(Records from a collection)

━━━━━━

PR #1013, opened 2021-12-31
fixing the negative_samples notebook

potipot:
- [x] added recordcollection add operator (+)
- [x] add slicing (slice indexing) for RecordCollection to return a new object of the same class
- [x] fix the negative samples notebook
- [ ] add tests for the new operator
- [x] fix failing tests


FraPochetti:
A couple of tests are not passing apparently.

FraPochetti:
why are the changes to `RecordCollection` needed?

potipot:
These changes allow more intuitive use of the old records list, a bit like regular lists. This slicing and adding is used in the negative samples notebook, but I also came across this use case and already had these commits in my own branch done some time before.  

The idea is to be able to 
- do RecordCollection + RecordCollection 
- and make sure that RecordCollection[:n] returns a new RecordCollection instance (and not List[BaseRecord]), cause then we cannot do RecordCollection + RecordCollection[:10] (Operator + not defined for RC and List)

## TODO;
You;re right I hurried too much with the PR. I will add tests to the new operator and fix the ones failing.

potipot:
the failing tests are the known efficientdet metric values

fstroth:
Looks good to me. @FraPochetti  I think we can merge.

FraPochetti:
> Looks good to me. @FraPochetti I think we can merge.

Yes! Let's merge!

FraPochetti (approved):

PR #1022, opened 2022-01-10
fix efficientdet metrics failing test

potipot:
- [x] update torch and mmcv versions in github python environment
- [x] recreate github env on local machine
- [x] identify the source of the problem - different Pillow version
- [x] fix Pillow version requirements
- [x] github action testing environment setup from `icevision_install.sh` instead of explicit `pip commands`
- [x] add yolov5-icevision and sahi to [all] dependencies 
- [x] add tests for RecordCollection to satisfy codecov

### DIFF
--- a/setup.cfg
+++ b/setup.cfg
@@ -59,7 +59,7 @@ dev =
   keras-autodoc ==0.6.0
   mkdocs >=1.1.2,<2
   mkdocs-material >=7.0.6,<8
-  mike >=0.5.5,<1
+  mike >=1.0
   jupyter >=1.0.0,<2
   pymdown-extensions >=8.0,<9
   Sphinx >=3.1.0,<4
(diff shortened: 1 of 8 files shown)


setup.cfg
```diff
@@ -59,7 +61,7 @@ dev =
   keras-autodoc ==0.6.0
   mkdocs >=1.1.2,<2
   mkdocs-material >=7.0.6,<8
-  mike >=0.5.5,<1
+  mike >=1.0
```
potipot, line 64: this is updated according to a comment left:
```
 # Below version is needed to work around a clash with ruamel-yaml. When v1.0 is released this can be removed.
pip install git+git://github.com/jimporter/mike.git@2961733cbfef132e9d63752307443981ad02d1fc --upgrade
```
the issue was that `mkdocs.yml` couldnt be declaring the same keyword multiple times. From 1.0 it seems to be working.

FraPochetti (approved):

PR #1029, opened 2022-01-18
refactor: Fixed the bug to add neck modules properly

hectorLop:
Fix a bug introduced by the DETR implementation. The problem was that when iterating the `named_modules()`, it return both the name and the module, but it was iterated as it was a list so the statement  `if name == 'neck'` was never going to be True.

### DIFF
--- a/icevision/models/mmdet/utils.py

━━━━━━

**EXERCISE INSTRUCTIONS:**
Show each line in the data where the string "github" appears.

**RESULT OF THIS EXERCISE:**
- [x] update torch and mmcv versions in github python environment
- [x] recreate github env on local machine
- [x] github action testing environment setup from `icevision_install.sh` instead of explicit `pip commands`
pip install git+git://github.com/jimporter/mike.git@2961733cbfef132e9d63752307443981ad02d1fc --upgrade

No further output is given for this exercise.